Витает Иван над своим телом, лежащим в гробу. Рядом Катеньку видит. Им все сочувствуют и, как бы понимая их, придвинули последнее ложе Катеньки к гробу дорогого ей человека.
Лица, что скоро должны навсегда исчезнуть, казались живыми, на них было приятно и желанно смотреть, хотелось каждому взять что-то для себя, улыбнуться им, увидеть их улыбку, открытые глаза. Живы были — гадости о них говорили, умерли — охают и ахают, говорят, как прекрасны были.
Солнце, будто бы зная и любя тех, кто возлежал, одарило теплом их тела. Рука Уголёчка медленно опала с груди и потянулась к Ивану. И рука Ивана, скользнув по атласу покрывала, приблизилась к её ладони. Они прикоснулись и замерли, не в силах сделать что-то большее, земное.
Все остолбенели, Иван летает над всем этим и видит всё.
Единение рук было неожиданно, но настолько реально, что рядом стоящие люди не вскрикнули, не растерялись и даже не удивились. Просто дольше обычного стояли в оцепенении от мысли, что всё-таки кому-то надо разъединить их руки. Всё это сделал брат Ивана — Ксенофонт, в глазах которого были слёзы.
На могиле оставили много роз, никто не принес другие цветы — только розы.
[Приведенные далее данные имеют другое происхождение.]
PR #1146, opened 2020-04-27
First pass at symptom checker.

patniemeyer:
This PR introduces a data model and view model for the symptom checker feature.  The views are functional but no time was spent styling these so please do not review them for stylistic concerns.

This PR includes YAML-driven, localizable, question and answer views supporting (currently) four types of questions: a) Yes/No, b) Short list single selection, c) Short list multiple selection, d) Long list single selection.  Adding additional question types is intended to be easy.  A simple example of how the questions results may be analyzed is also included.

A separate PR will introduce the `display_condition` expressions that will allow individual questions and answers to be dynamically gated.

A separate PR will implement the static API generation tool that was proposed to bind the YAML question and answer ids to the summary logic.


client/flutter/assets/content_bundles/symptom_checker.en.yaml
```diff
@@ -0,0 +1,21 @@
+schema_version: 1
+content_version: 1
+contents:
+  type: symptom_checker
+  items:
+    -
+      id:  question_1
```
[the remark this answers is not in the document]
patniemeyer: @brunobowden Not sure you got a chance to look at the full proposal (the PR just has a minimal test) but I think we can cover what you described above easily with it:  https://docs.google.com/document/d/1c7IvXZ2JNCt2vb1cVr5M2Gx5V8r3cU2E-PplTcsPxtY/edit#heading=h.b1psbq4oi4iu

We discussed the possibility of implementing the full SurveyJS format but it seems like it is way more complicated than what we need. We also talked about supporting a subset of SurveyJS, but that seems like it would be the worst of both worlds - incompatibility without the flexibility to tailor for things we use.

client/flutter/assets/content_bundles/symptom_checker.en.yaml
```diff
@@ -0,0 +1,21 @@
...
+      type: yes_no
```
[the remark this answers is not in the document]
patniemeyer: @brunobowden My thinking was that people are used to seeing "yes/no" options as side-by-side buttons.  The way we have the API structured in this PR it is just a few lines of code to add a new question type, so I went ahead and used the simplest one possible for the example.  But you are right that the short list format also covers this and if we don't want it we can easily remove it.

advayDev1:
@brunobowden: @hspinks and i reviewed and discussed Pat's proposal posted in Slack symptom-checker.  This is the design we are going with and will not be using surveyjs or tencent's.

client/flutter/lib/pages/symptom_checker/question_pages/short_list_question_view.dart
```diff
@@ -0,0 +1,129 @@
...
+            Material(
+              color: Colors.white,
+              child: _allowsMultipleSelection
+                  ? Checkbox(
+                      value: _multipleSelections.contains(answer.id),
+                      onChanged: (_) {},
+                    )
+                  : Radio<String>(
+                      groupValue:
+                          _singleSelection == answer.id ? answer.id : "",
```
hspinks, line 90: Again I think just `_singleSelection` should suffice

```suggestion
                      groupValue:  _singleSelection,
```

client/flutter/lib/pages/symptom_checker/question_pages/short_list_question_view.dart
```diff
@@ -0,0 +1,129 @@
...
+                      value: answer.id,
+                      onChanged: _selected),
```
hspinks, line 92: Is this needed? To stay consistent with the other elements, suggest:

```suggestion
                      onChanged: (_) {},),
```

client/flutter/lib/pages/symptom_checker/symptom_checker_view.dart
```diff
@@ -0,0 +1,157 @@
...
+  @override
+  void answerQuestion(Set<String> answerIds) {
+    _model.answerQuestion(answerIds);
+  }
+
+  /// Receive back indication from the page and update the model.
+  @override
+  void goBack() async {
+    await _previousPage();
+    _model.previousQuestion();
```
hspinks, line 155: Since the model's `previousQuestion` will notify this class as a listener to call `_nextPage()`, could we simplify this flow and remove the need for the `_previousPage()` call? It feels more unidirectional if the PageController is only ever an expression of the model's last page index. (Not sure if I'm expressing myself clearly here, let me know if this makes sense)

client/flutter/lib/pages/symptom_checker/question_pages/long_list_question_view.dart
```diff
@@ -0,0 +1,105 @@
+import 'package:flutter/cupertino.dart';
+import 'package:flutter/material.dart';
+import 'package:flutter_html/flutter_html.dart';
+import 'package:who_app/api/content/schema/symptom_checker_content.dart';
+import 'package:who_app/pages/symptom_checker/question_pages/previous_next_buttons.dart';
+import 'package:who_app/pages/symptom_checker/symptom_checker_model.dart';
+
+// A long list question supporting a single selection.
+class LongListQuestionView extends StatefulWidget {
```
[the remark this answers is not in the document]
patniemeyer: Definitely!  Either a superclass or a mixin.  I held off on doing this in this PR simply to avoid constraining the direction that the views would take and to try to make the PR one notch less abstract for the review...  but yep, that would be at the top of my list for the "real" views.

client/flutter/lib/pages/symptom_checker/symptom_checker_view.dart
patniemeyer: This is a good question.  So, the reason I kept the view in the loop here was two-fold:  1) So that the UI can perform arbitrary animated transitions to move to the next/previous page.  2) I wanted to preserve the option for us to allow the user to simply drag the page back to go backwards in the page view rather than having to use the button.  In fact if you simply remove the `NeverScrollableScrollPhysics` it will allow you to do this.  I just did not hook up logic to notice that and inform the model to revert a page.

TLDR: I was really unclear on what kind of navigation the designers are going to want for this and I wanted to keep it flexible.  

A related topic - If you go back and then immediately go forward again should it preserve your previous choice on the second page or clear it?  Right now it is clearing it, but technically it doesn't have to unless choice of question changes.

client/flutter/lib/pages/symptom_checker/question_pages/long_list_question_view.dart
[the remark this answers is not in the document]
hspinks: Makes sense! Marking as resolved 👍

client/flutter/lib/pages/symptom_checker/symptom_checker_view.dart
hspinks: Makes a lot of sense - to the first point, could we handle arbitrary transitions in the `_nextPage` call? But, I think it makes sense to keep it the way you've implemented for now, and we can always re-examine when we know more about the transitions.

@davidkaneda & @asianfoodlab - see Pat's question above about whether going back and then forward should preserve answer choices, would love to get your thoughts! One thing to keep in mind is that in the future, when/if we have conditional logic on whether or not to show questions, we may not even show the same question if the user goes back and changes their answer.

davidkaneda: Would bank on saving the current answers if the user goes back

client/flutter/assets/content_bundles/symptom_checker.en.yaml
```diff
@@ -0,0 +1,95 @@
...
+      question_html: |
+        <p>Yes - No auestion 1</p>
```
advayDev1, line 10:
```suggestion
        <p>Yes - No question 1</p>
```

client/flutter/lib/api/content/schema/symptom_checker_content.dart
```diff
@@ -0,0 +1,138 @@
...
+  SymptomCheckerQuestion(
+      {@required this.type,
+      @required this.id,
+      @required this.questionHtml,
+      @required this.imageName,
+      @required this.displayCondition,
+      this.answers});
+}
+
+class SymptomCheckerAnswer {
```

Иван проснулся как после тяжёлой болезни, с головной болью и весь в холодном поту. Ночную рубаху, что была на теле, хоть тут же бери и выжимай. Снял, задумался.
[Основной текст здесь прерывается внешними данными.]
PR #1151, opened 2020-04-28
[feat] Create ThemedText widget for default text styles

### LINKED ISSUE #1135: UI Refresh: Consistently use a theme
Our code will use a defined consistent style for as many components as possible, but most importantly for text (headings of each level, body text, button txt, etc.)

@davidkaneda it appears your most recent prototype figmas do have a heading-level-based style guide, and we'd like to make sure all text is one of those styles, or a customization of those styles.  Our request is that when you finalize the mocks all elements that can, use one of your defined them styles and you just let us know in the CSS comment which it is.

hspinks:
Creates a `ThemedText` widget wrapping the `Text` widget with default styles for different variants. Variants use `h1`, `h2`, `body`, etc terminology since that is how the styles are defined in the design spec.

Note that I decided to create this new widget rather than using the [`CupertinoTextThemeData` class](https://api.flutter.dev/flutter/cupertino/CupertinoTextThemeData-class.html) because the styles there didn't match up with the design spec. I did set the theme's `bodyText` though.

Todo as part of this PR:
- [x] Create an `AutoSizeThemedText` widget to do the same as `ThemedText` using an `AutoSizeText` internal widget instead of `Text`
- [x] Update color constants
- [ ] ~Possibly create a standardized way of handling gutter spacing / padding?~

Closes #1135 

---

- [x] REQUIRED: Do you have an Issue **assigned to you** for this PR?


client/flutter/lib/components/themed_text.dart
```diff
@@ -0,0 +1,187 @@
...
+    this.softWrap,
+    this.strutStyle,
+    this.style,
+    this.textAlign,
+    this.textDirection,
+    this.textScaleFactor,
+    this.textWidthBasis,
+  }) : super(key: key);
+
+  static final Map<TypographyVariant, TextStyle> variantStyles = {
```
britannio, line 40: If we use a function containing a switch statement with all the `TypographyVariant ` values then as long as it doesn't contain the `default` clause, a warning is created. A map doesn't enforce all enum values to be specified.

hspinks: Good point. I'll use a function & switch instead

client/flutter/lib/components/themed_text.dart
```diff
@@ -0,0 +1,209 @@
...
+  final TextStyle style;
+  final TextAlign textAlign;
+  final TextDirection textDirection;
+  final double textScaleFactor;
+  final TextWidthBasis textWidthBasis;
+
+  ThemedText(
+    this.data, {
+    Key key,
+    @required this.variant,
```
advayDev1, line 26: nit move required to front

client/flutter/lib/components/themed_text.dart
```diff
@@ -0,0 +1,209 @@
...
+  final TextAlign textAlign;
+  final TextDirection textDirection;
+  final Key textKey;
+  final double textScaleFactor;
+  final bool wrapWords;
+
+  AutoSizeThemedText(
+    this.data, {
+    Key key,
+    @required this.variant,
```
advayDev1, line 162: same nit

— Господи, помилуй! — перекрестился. — Приснится же такое! Надо в церковь сходить, свечку поставить от бед да напастей разных. Катюшеньке ничего не буду сказывать, нечего душу в смятение вводить.
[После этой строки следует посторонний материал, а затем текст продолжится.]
PR #1163, opened 2020-04-30
Prototype of Symptom *tracker*

advayDev1:


advayDev1:
@hspinks @asianfoodlab As far as I could get.  And now for my 1.5 hrs of sleep 🤗 
sym-tracker-PROTOTYPE

asianfoodlab:
Amazing work @advayDev1 , @hspinks.  Thank you!

client/flutter/pubspec.yaml
```diff
@@ -49,6 +49,7 @@ dependencies:
   path_provider: ^1.6.5
   fl_chart: ^0.8.7
   s2geometry: 0.1.1
+  flutter_secure_storage: 3.3.3
```
britannio, line 52: https://github.com/mogol/flutter_secure_storage/issues/69 
This package has several cryptography issues that have been ignored since July/August 2019 and apparently it crashes on some devices
https://github.com/mogol/flutter_secure_storage/issues

advayDev1: Good to know!

client/flutter/lib/components/page_button.dart
```diff
@@ -32,8 +33,12 @@ class PageButton extends StatelessWidget {
 
   @override
   Widget build(BuildContext context) {
-    return CupertinoButton(
```
theswerd, line 35: Is there a reason this was changed here?

client/flutter/pubspec.yaml
britannio: Maybe it's worth forking and cleaning up the package then auditing it with some security folks?

client/flutter/lib/pages/main_pages/check_up_page.dart
```diff
@@ -1,14 +1,342 @@
...
+class CheckUpPage extends StatefulWidget {
+  @override
+  _CheckUpPageState createState() => _CheckUpPageState();
+}
+
+class _CheckUpPageState extends State<CheckUpPage> {
+  List<SymptomResult> timeseries;
+
+  _CheckUpPageState() : super() {
+    SymptomTimeseries().addListener(refreshDashboard);
```
britannio, line 22: IMO it's more intuitive to update data within the `ChangeNotifier`, call `notifyListeners()` then access `FooChangeNotifier.data` via `.addListener` and call setState. 

A read shouldn't be necessary after every write.

Or even better, https://www.youtube.com/watch?v=s-ZG-jS5QHQ, use ValueListenableBuilder
docs: https://api.flutter.dev/flutter/widgets/ValueListenableBuilder-class.html

advayDev1:
The PR rises, like a zombie ;)

Nathan-55:
can the app prescribe treatment to the patients in case of any detected symptom?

Пока умывался, решил отцу сон рассказать.
— Совет отцовский он завсегда полезный, — подумал Иван.
Выслушав сына, Михаил Степанович подумал и ответил:
— Видеть свою собственную смерть во сне, значит, жить долго. Тебе приснилось, что умирает, мол, любимая тобой Катенька, а это явное свидетельство того, что и у неё будет долгая и счастливая жизнь. Жить вам долго, Иван, в любви и согласии! Добрый сон, хороший, но с предупреждением! Возможно, зло какое-то кружится над вами, мысли у кого-то, мол, есть нехорошие относительно тебя и Катеньки. Очевидно, мол, кто-то завидует вам зло.
Прав был Михаил Степанович, только одно не знал, зло рядом, в его доме.
А через некоторое время Иван стал замечать, что Катерина стала как-то недоверчиво поглядывать на него, а вскоре он стал сомневаться в её искренней любви к себе.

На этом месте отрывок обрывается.